# keeping bees for beekeeper!



## Ellie (Mar 10, 2009)

Hi,
I live in northern Califonia on 15 acres. A commercial beekeeper has 120 hives and the thing is asked me to keep 60 of them on my property. He is coming down to talk to me on Friday so I have some questions if y'all don't mind answering.

1. What would be a fair amount of honey for keeping the bees? Honey is all I want.

2. I have a pool probably 2 acres away from where they will be... will they want to go to it or can I supply water closer to them and how much for that many?

3. If my home is 2 acres away, will they likely stay out of the home area for the most part? There are 500 acres behind me with cattle and irrigated fields. 

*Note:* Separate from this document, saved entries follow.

PR #609, opened 2020-08-25
goss serve can now negotiate response's content-type via accept request header

petemounce:
##### Checklist

- [x] `make test-all` (UNIX) passes. CI will also test this
- [x] unit and/or integration tests are included (if applicable)
- [x] documentation is changed or added (if applicable)

### Description of change

Fixes #615.

`goss serve` will now respond to the `Accept` http header on incoming requests, and choose the `Content-Type` for the response if possible based on that.

This allows `goss serve` more flexibility at run-time; previously, if more than one output format was wanted, one endpoint process+port per output format would need to be set up.

This PR builds on top of #606 and #608, and is aimed at allowing a single `goss serve` to satisfy both of
* I want to ask about health in a variety of formats (e.g. my cloud automated health check doesn't care about the body, just the http status code, but when a person asks for health they want to see human-readable output)
* I want to scrape metrics to ingest into prometheus (see #607).
    * (The most common pattern here is to serve prometheus metrics via a separate path, so `http://{host}:{port}/metrics`)

This could be extended so that the response content-type can be driven from a querystring variable as well as a header, so it's more accessible to people in browsers compared to `curl` and machines.

PR #771, opened 2022-07-07
Prometheus output format

mhuysamen:
##### Checklist

### Description of change

Add a **prometheus** output format.

The format was copied from [DracoBlue](https://github.com/DracoBlue/goss-metrics-exporter).

Additions include:
**meta** are added to labels on the testoutput metric
**goss_test_count** metric added

There is no special negotiation (Accept Header) logic, so goss serve must be started with _-f prometheus_, or scraper must be configured to send Accept header as _application/vnd.goss-prometheus_.

Endpoint will respond with _text/plain; version=0.0.4_ as per Prometheus specification.

### DIFF
--- a/outputs/outputs.go
+++ b/outputs/outputs.go
@@ -30,6 +30,7 @@ var (
 		"json":          &Json{},
 		"junit":         &JUnit{},
 		"nagios":        &Nagios{},
+		"prometheus":    &Prometheus{},
 		"rspecish":      &Rspecish{},
 		"structured":    &Structured{},
 		"tap":           &Tap{},
--- a/outputs/prometheus.go
+++ b/outputs/prometheus.go
@@ -1,0 +1,115 @@
+package outputs
+
+import (
+	"fmt"
+	"io"
+	"regexp"
+	"strings"
+	"time"
+
+	"github.com/aelsabbahy/goss/resource"
+	"github.com/aelsabbahy/goss/util"
+	"github.com/fatih/color"
+)
+
+type Prometheus struct{}
+
+func (r Prometheus) ValidOptions() []*formatOption {
+	return []*formatOption{}
+}
+
+func (r Prometheus) Output(w io.Writer, results <-chan []resource.TestResult,
+	startTime time.Time, outConfig util.OutputConfig) (exitCode int) {
+
+	color.NoColor = true
+	testCount := 0
+	var skipped, failed int
+
+	const resultName string = "goss_result"
+	const durationName string = "goss_duration_seconds"
+	const promType string = "gauge"
+
+	fmt.Fprintf(w, "# HELP %s goss result\n", resultName)
+	fmt.Fprintf(w, "# TYPE %s %s\n", resultName, promType)
+	fmt.Fprintf(w, "# HELP %s goss duration\n", durationName)
+	fmt.Fprintf(w, "# TYPE %s %s\n", durationName, promType)
+
+	for resultGroup := range results {
+		for _, testResult := range resultGroup {
+			labels := make(map[string]string)
+			labels["property"] = testResult.Property
+			labels["resource_id"] = testResult.ResourceId
+			labels["resource_type"] = testResult.ResourceType
+			switch testResult.Result {
+			case resource.SUCCESS:
+				labels["result"] = "success"
+			case resource.SKIP:
+				labels["result"] = "skipped"
+				skipped++
+			case resource.FAIL:
+				labels["result"] = "failure"
+				failed++
+			}
+			testCount++
+
+			if testResult.Title != "" {
+				labels["title"] = testResult.Title
+			}
+			if len(testResult.Meta) > 0 {
+				for k, v := range testResult.Meta {
+					labels[ToSnakeCase(k)] = v.(string)
+				}
+			}
+
+			fmt.Fprintf(w, "%s{%s} %d\n", resultName, KeysString(labels), testResult.Result)
+			fmt.Fprintf(w, "%s{%s} %f\n", durationName, KeysString(labels), float64(testResult.Duration.Nanoseconds())/1000000000)
+		}
+	}
+
+	fmt.Fprint(w, "\n\n")
+	fmt.Fprint(w, "# HELP goss_failed_total goss failed tests\n")
+	fmt.Fprint(w, "# TYPE goss_failed_total gauge\n")
+	fmt.Fprintf(w, "goss_failed_total %d\n", failed)
+	fmt.Fprint(w, "# HELP goss_successful_total goss successful tests\n")
+	fmt.Fprint(w, "# TYPE goss_successful_total gauge\n")
+	fmt.Fprintf(w, "goss_successful_total %d\n", testCount-failed-skipped)
+	fmt.Fprint(w, "# HELP goss_skipped_total goss skipped tests\n")
+	fmt.Fprint(w, "# TYPE goss_skipped_total gauge\n")
+	fmt.Fprintf(w, "goss_skipped_total %d\n", skipped)
+	fmt.Fprint(w, "# HELP goss_test_count goss test count\n")
+	fmt.Fprint(w, "# TYPE goss_test_count gauge\n")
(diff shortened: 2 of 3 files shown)


aelsabbahy:
Can you explain at a high level the difference between this PR and #607?

I'm going to cross reference this PR with the open issue to hopefully get some reviews on this.

Apologies for missing this earlier, got it mixed up with #607 and didn't realize it was a new PR/approach.

mhuysamen:
This PR adds a new output format for goss, to present the results in Prometheus format.  This is not prometheus metrics for how well goss is running, but this is meant to be triggered via `serve`, to trigger a test run and output the test results in detail.

Unlike #607 this PR doesn't add a new endpoint.  goss already allows the endpoint to be changed with configuration, which serves the purpose to run as a prometheus collector.

Also, no additional external libraries are added, creating the prometheus output by hand.

aelsabbahy:
@petemounce would love your review on this since you spent a lot of time thinking about this problem.

I'm open to merging whatever the community agrees on.

t2d:
I would be happy to see this merged. It's basically what I asked for in https://github.com/aelsabbahy/goss/pull/607#issuecomment-1112366423

aelsabbahy:
Thanks for the feedback @t2d !

Tagging a few of the active participants from the previous chat to get a better gauge on consensus on this PR. Glad to see movement on this again. 

@harre-orz @Smithx10 @petemounce @timeu any thoughts?

Many thanks for doing this work and clear explanation of differences @mhuysamen

timeu:
@aelsabbahy : I skimmed through the code and from my point if view it looks good. The change is relatively small and the added labels would help us a lot with the prometheus alerting because it would make it easier to track flapping goss tests which happens sometimes in our environment.

petemounce:
Hey, long time! I've been dealing with some pretty hefty personal stuff.

I made some time to compare the two approaches in what I hope is an objective way:

| row | thing | 771 | 607 | comments | references |
|--|-------|-----|-----|----------|---|
| 1 | function | different | different | 771 uses gauges per iteration; 607 uses continuously incrementing counters. 607 means that functions like `rate` etc work. 771 means alerts would be (I think) harder to maintain since they'd be forced to be threshold-based and also they'd need to have their thresholds move in lock-step with the test-suite. (My assumption is that metrics exist to be alerted against, but that might not be everyone's starting point) |
| 2 | endpoint | n | y | It's a prometheus-ism to host a /metrics endpoint - so I elected to do the same. If this is unwanted (it was in [2020](https://github.com/aelsabbahy/goss/pull/607#issuecomment-716993446)), it's [1 line to remove in 607](https://github.com/aelsabbahy/goss/pull/607/files#diff-e17324709f13f4622759cc409a925ec69b1195ab5192cd5ad6156b00f900569eR28) | [Relevant discussion](https://github.com/aelsabbahy/goss/pull/607#issuecomment-717089483) |
| 3 | "deals with new concept of 'metrics' as a new feature/paradigm" | n | n | Was @aelsabbahy's feedback in 2020. If 771 is mergeable without this, then I think 607 is too? | [Relevant discussion](https://github.com/aelsabbahy/goss/pull/607#issuecomment-721302850) |
| 4 | includes integration tests | n | y | 771 doesn't, but easily could steal them from 607! | [Relevant diff](https://github.com/aelsabbahy/goss/pull/607/files#diff-5c297f761921b9217528855917c89263456bb6091464f9ee401f297693561162R95-R103) |
| 5 | includes unit tests | n | y | 771 doesn't. Some could be readily added via `prometheus.Output` asserting the contents of a buffer. (607 arguably needs fewer since it uses the upstream dependency and chooses to trust its own coverage - so only testing at the dependency-seam) | [607 relevant diff](https://github.com/aelsabbahy/goss/pull/607/files#diff-f6722a25b82fd84cd295dd8f5b535dc09524d4755a3a11ef4d30c9d62c2602ffR1-R76) |
| 6 | avoids missing metrics | n | y | (note: 771 is "I _think_ 'no' here; I could be mistaken?) Missing metrics happen when they're not initialised to 0; 771 is reliant on the inputs to be "complete", here. | [607 relevant diff](https://github.com/aelsabbahy/goss/pull/607/files#diff-849da76e77be2451c5dc14580961f6b50f12d6e7ed269fd7421922103ecd39c5R57-R67) |
| 7 | upstream dependency | n | y | The upstream dependency on the prometheus client means a) the endpoint content type; b) the output text format; should be "correct" (as in, need no maintenance beyond dependency bumps) | This _should_ mean less maintenance required over time due to upstream changes (though tbh prometheus is pretty damn settled at this point w.r.t. contract type things!) |
| 8 | process health metrics | n | y | via the upstream dependency, `goss serve` also includes golang process health metrics | [relevant discussion](https://github.com/aelsabbahy/goss/pull/607#issuecomment-717089483) |

My thoughts:
- #607 was blocked on 2, above. That was explained, I thought, and the explanation accepted as ok-not-a-blocker during [oct 2020 explanation](https://github.com/aelsabbahy/goss/pull/607#issuecomment-717089483) and [nov 2020 followup](https://github.com/aelsabbahy/goss/pull/607#issuecomment-721302850)
- #607 was blocked on 3, above. That remains. However - if 771 is mergeable without doing that, then I think 607 should be unblocked too.
    - FWIW, I think the block would be resolveable via follow-up changes if any users gave feedback that indicated the need. Looking back, and as a user - I don't think I had (or have) that need.

So I think - if 771 is considered mergeable today, I think 607 should also be - and if both are mergeable, I would prefer 607 to be based on the comparison above.

timeu:
@petemounce: Thanks for the detailed comparison. 
@aelsabbahy: Based on the above table and comparison I would also prefer #607 especially because it avoids missing metrics because I have run into issues when previous metrics didn't exist in regards to alerting. 
Also I think that a counter would make more sense than a guage for the reasons @petemounce mentioned.

timeu:
@petemounce: One difference I noticed between your PR and this one is that this one additonally adds the `Property` and `ResourceId` as a label to the metrics. I remember we discussed this and considered of making it configurable.  I guess this will be left for a potential followup ?

petemounce:
@timeu yes, that would be my intention; more scope later.

aelsabbahy:
@mhuysamen and @t2d do you agree with the above?

I know @petemounce time is limited, but if #607 is the way to go, it's a minor merge conflict away from being mergeable. I'm willing to drop the whole metrics part of the chat, it can be a future iteration/improvement.

Hopefully we're very close on this

mhuysamen:
I don't understand the gauge vs counter comments.  Counters imply that there is state stored between subsequent checks, which means it's only of use when goss is running in serve mode.

My patch only adds an output format for goss output.  It's not meant to serve goss metrics (how many checks were done, total failed/succeeded, etc).  This would have to be a specific implementation, exposing those generic metrics on a /metrics endpoint, and only useful in serve mode again, where counters do make sense.

Yes, I don't have tests, but as noted these can be added.

The missing values argument doesn't make sense either, since the output depends on which checks have been configured.  We cannot determine which checks will be performed/configured.  Dealing with missing metrics is more relevant in summaries, where counters for all the different types of checks are predetermined.

The gauge/counter selection could also be configurable, but adds complexity.

I don't particularly care which implementation is accepted, as long as someone is able to run goss and request a prometheus output.  Either via serve, or via validate.

petemounce:
My use-case is goss running in `serve` mode. It's used to implement health/readiness check endpoints for machines - the poller hits the endpoint every few seconds and the tests run. If tests fail 5x in a row, the machine is automatically killed and replaced.

607 returns the prometheus output for both `serve` (where it is available via the content-type negotiation that #609 implemented) and the one-shot `validate` command.

mhuysamen:
Then #607 being more complete, should be the one to be merged.

aelsabbahy:
#607 has been merged, so I am closing this for now.

Next goss release will have #607 in it.

Follow up PRs welcome, glad to see this finally get completed =)

Thank you all for your patience and contribution.. this was a pretty large effort and lots of opinions on the matter.

Thank you again!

Thanks very much and pardon the ignorance...

Ellie


----------



## danabee (Nov 25, 2008)

as for asking for honey i think i would ask to just have honey as i need it. 60 hives puts out more honey than you could use in a lifetime. be more greatfull for helping the envirment. bees like water you will not keep them away from you pool. but remember bees dont want to die. their olny aggresive when their hive is in trouble of danger. the more water you keep close to the hive the better off the pool will be. i sit in a chair between two of my hives within one foot of each of them my bees land on me all the time. rarely does one have an attitude and starts buzzing my face. them i will walk away not run walk. my hives are 50 feet from my house my wife is allergic and does the gardening within feet of the hives. they dont bother her. bees sense fear. just enjoy the benefits. danabee


----------



## Ellie (Mar 10, 2009)

Thanks for the reply. I am definitely one to help the environment, as I contacted the beekeeper, asking to keep the bees. I probably didn't relate that well, sorry. 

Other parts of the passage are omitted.